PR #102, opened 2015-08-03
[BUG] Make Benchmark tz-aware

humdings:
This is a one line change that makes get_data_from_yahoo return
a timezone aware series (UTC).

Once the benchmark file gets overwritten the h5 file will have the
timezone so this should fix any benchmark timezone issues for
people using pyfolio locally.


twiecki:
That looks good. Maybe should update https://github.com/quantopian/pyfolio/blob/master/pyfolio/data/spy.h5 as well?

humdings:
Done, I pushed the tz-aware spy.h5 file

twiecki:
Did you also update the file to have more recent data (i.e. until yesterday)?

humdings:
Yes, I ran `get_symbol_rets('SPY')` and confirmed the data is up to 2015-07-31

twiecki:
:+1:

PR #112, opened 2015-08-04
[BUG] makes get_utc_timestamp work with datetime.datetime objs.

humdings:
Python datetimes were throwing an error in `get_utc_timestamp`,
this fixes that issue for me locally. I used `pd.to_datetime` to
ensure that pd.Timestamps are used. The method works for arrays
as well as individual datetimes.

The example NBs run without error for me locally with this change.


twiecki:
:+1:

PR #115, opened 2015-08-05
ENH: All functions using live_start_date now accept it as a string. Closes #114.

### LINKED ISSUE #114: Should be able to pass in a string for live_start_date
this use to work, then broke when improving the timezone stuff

——

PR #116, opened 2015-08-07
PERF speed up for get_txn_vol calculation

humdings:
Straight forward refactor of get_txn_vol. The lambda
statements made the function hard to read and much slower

——

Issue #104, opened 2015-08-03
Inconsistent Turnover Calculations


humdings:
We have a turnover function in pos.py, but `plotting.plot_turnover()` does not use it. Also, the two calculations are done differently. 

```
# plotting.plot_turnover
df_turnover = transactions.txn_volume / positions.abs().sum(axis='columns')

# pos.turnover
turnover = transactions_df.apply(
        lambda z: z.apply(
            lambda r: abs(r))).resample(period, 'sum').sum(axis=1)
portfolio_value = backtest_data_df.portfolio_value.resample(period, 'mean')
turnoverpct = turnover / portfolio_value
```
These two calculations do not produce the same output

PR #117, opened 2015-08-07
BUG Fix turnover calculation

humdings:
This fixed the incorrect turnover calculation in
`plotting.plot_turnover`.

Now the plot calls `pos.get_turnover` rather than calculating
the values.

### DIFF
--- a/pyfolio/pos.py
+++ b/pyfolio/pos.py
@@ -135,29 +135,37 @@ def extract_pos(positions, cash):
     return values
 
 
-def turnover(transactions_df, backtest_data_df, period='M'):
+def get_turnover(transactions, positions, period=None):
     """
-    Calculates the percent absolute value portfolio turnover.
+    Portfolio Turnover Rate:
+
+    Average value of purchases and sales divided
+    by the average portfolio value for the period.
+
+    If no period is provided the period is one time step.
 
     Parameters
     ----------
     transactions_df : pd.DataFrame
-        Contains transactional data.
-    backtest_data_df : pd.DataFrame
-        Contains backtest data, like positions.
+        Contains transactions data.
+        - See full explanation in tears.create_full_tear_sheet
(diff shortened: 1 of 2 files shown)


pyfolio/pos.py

——

§ Exercise description
List every line above that contains the word "apply".

§ Expected answer
turnover = transactions_df.apply(
        lambda z: z.apply(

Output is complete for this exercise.